[Study material]
PR #749, opened 2014-09-25
Alternative implementation of Jedis Cluster commands using Java Proxy

causton81:
I wrote a small app to set N string keys to a constant value using the existing JedisCluster and my new ClusterInvocationHandler.  This was very limited testing, but with 10,000 and 50,000 keys the new implementation performed as well (+/- 100ms) as the current implementation; sometimes a bit faster, sometimes a bit slower.


zts1993:
wrong implementation at processing JedisAskDataException .

sazzad16:
@HeartSaVioR @marcosnils Close?

Issue #726, opened 2014-09-02
JedisSentinelPool will keep pinging the redis-sentinel which blocks my service.


airpingu:
Supposing my redis-sentinel is not running, when I call:

```
HashSet<String> sentinels = new HashSet<String>();
sentinels.add("127.0.0.1:1234");
JedisSentinelPool jedisPool = new JedisSentinelPool("mymaster", sentinels);
```

It will endlessly output the following log:

Sep 02, 2014 8:18:20 PM redis.clients.jedis.JedisSentinelPool initSentinels
INFO: Trying to find master from available Sentinels...
Sep 02, 2014 8:18:20 PM redis.clients.jedis.JedisSentinelPool initSentinels
WARNING: Cannot connect to sentinel running @ 127.0.0.1:1234. Trying next one.
Sep 02, 2014 8:18:20 PM redis.clients.jedis.JedisSentinelPool initSentinels
SEVERE: All sentinels down, cannot determine where is mymaster master is running... sleeping 1000ms.
Sep 02, 2014 8:18:21 PM redis.clients.jedis.JedisSentinelPool initSentinels
INFO: Trying to find master from available Sentinels...
Sep 02, 2014 8:18:21 PM redis.clients.jedis.JedisSentinelPool initSentinels
WARNING: Cannot connect to sentinel running @ 127.0.0.1:1234. Trying next one.
Sep 02, 2014 8:18:21 PM redis.clients.jedis.JedisSentinelPool initSentinels
SEVERE: All sentinels down, cannot determine where is mymaster master is running... sleeping 1000ms.
Sep 02, 2014 8:18:22 PM redis.clients.jedis.JedisSentinelPool initSentinels
INFO: Trying to find master from available Sentinels...
Sep 02, 2014 8:18:22 PM redis.clients.jedis.JedisSentinelPool initSentinels
WARNING: Cannot connect to sentinel running @ 127.0.0.1:1234. Trying next one.
Sep 02, 2014 8:18:22 PM redis.clients.jedis.JedisSentinelPool initSentinels
SEVERE: All sentinels down, cannot determine where is mymaster master is running... sleeping 1000ms.
... (the following is the same)

I'm very confused by this phenomenon because I cannot catch any exceptions to do fallback when the redis-sentinel goes down or is not available. It just keep pinging the sentinel which blocks my Web service.

Does anyone know how to handle this case?

Cheers,
Gene

fulnLee:
[...]

PR #752, opened 2014-09-27
Fail fast while initializing JedisSentinelPool

HeartSaVioR:
It's related to #726.

I modified JedisSentinelPool's behavior to fail fast on
- wrong master name is specified
- all sentinels are down or not reached

Actually I also think it should fail fast and let users know about it instead of keep retrying.

Please review and comment! Thanks!

### DIFF
--- a/src/main/java/redis/clients/jedis/JedisSentinelPool.java
+++ b/src/main/java/redis/clients/jedis/JedisSentinelPool.java
@@ -127,23 +127,21 @@ public class JedisSentinelPool extends Pool<Jedis> {
 	    try {
 		jedis = new Jedis(hap.getHost(), hap.getPort());
 
-		if (master == null) {
-		    List<String> masterAddr = jedis
-			    .sentinelGetMasterAddrByName(masterName);
+		List<String> masterAddr = jedis
+			.sentinelGetMasterAddrByName(masterName);
 
-		    // connected to sentinel...
-		    sentinelAvailable = true;
+		// connected to sentinel...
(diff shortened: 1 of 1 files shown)


src/main/java/redis/clients/jedis/JedisSentinelPool.java
```diff
@@ -112,52 +113,53 @@ private HostAndPort initSentinels(Set<String> sentinels,
...
-		e.printStackTrace();
+	if (master == null) {
+	    if (sentinelAvailable) {
+		// can connect to sentinel, but master name seems to not monitored
+		throw new JedisException("Can connect to sentinel, but " + masterName
+			+ " seems to be not monitored...");
+	    } else {
+		throw new JedisConnectionException("All sentinels down, cannot determine where is "
+			+ masterName + " master is running...");
 	    }
```
namangala: How can I possibly catch this exception if I do not want my application to fail on starup ? Can you please guide ? I am using spring boot.

marcosnils: @namangala I think it's best if you ask this question in the Jedis mailing list.

namangala: @marcosnils : Can you please guide me to the right place where I can post an issue or file a ticket please ?

marcosnils: http://groups.google.com/group/jedis_redis

PR #782, opened 2014-11-03
MultiKeyPipelineBase and PipelineBase made public

thenobody:
MultiKeyPipelineBase and PipelineBase made public in order to make Pipeline and transaction mockable with Mockito


nykolaslima:
LGTM, I think we can merge it.

marcosnils:
Hmmm I'm not entirely sure about this PR. We should find a generic solution for this type of situations because otherwise we'll have to make all relevant classes public so they can be mocked by mockito and it just doesn't feel right. 

It's been a while since this PR. @ZephroC, how did you move on along the problem?

thenobody:
@marcosnils as far as I can tell apart from the these two classes (and a couple of private inner classes, which are in turn enclosed in explicitly public classes) there's only JedisFactory which is restricted to its package. What's the reasoning behind keeping these classes non-public? Thanks

marcosnils:
@thenobody I guess the idea to make the protected is that nobody outside Jedis extends or use those closes to do something as by themselves they're pretty much useless. 
 
You're right that no other classes are protected so I guess we can go ahead and merge this PR.

HeartSaVioR:
Since it doesn't break binary compatibility, we can apply it to 2.7.1.

https://docs.oracle.com/javase/specs/jls/se7/html/jls-13.html
```
13.4.3. public Classes

Changing a class that is not declared public to be declared public does not break compatibility with pre-existing binaries.

If a class that was declared public is changed to not be declared public, then an IllegalAccessError is thrown if a pre-existing binary is linked that needs but no longer has access to the class type; such a change is not recommended for widely distributed classes.
```

HeartSaVioR:
Merged into master and 2.7 branch respectively.
@thenobody Thanks!

thenobody:
Thank you guys, appreciated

[Work instruction] In the listing above, locate the line containing "wrong implementation at" and the line containing "It will endlessly". Transcribe those two lines and everything between them, exactly as written.

[Output for this task]
wrong implementation at processing JedisAskDataException .

sazzad16:
@HeartSaVioR @marcosnils Close?

Issue #726, opened 2014-09-02
JedisSentinelPool will keep pinging the redis-sentinel which blocks my service.


airpingu:
Supposing my redis-sentinel is not running, when I call:

```
HashSet<String> sentinels = new HashSet<String>();
sentinels.add("127.0.0.1:1234");
JedisSentinelPool jedisPool = new JedisSentinelPool("mymaster", sentinels);
```

It will endlessly output the following log:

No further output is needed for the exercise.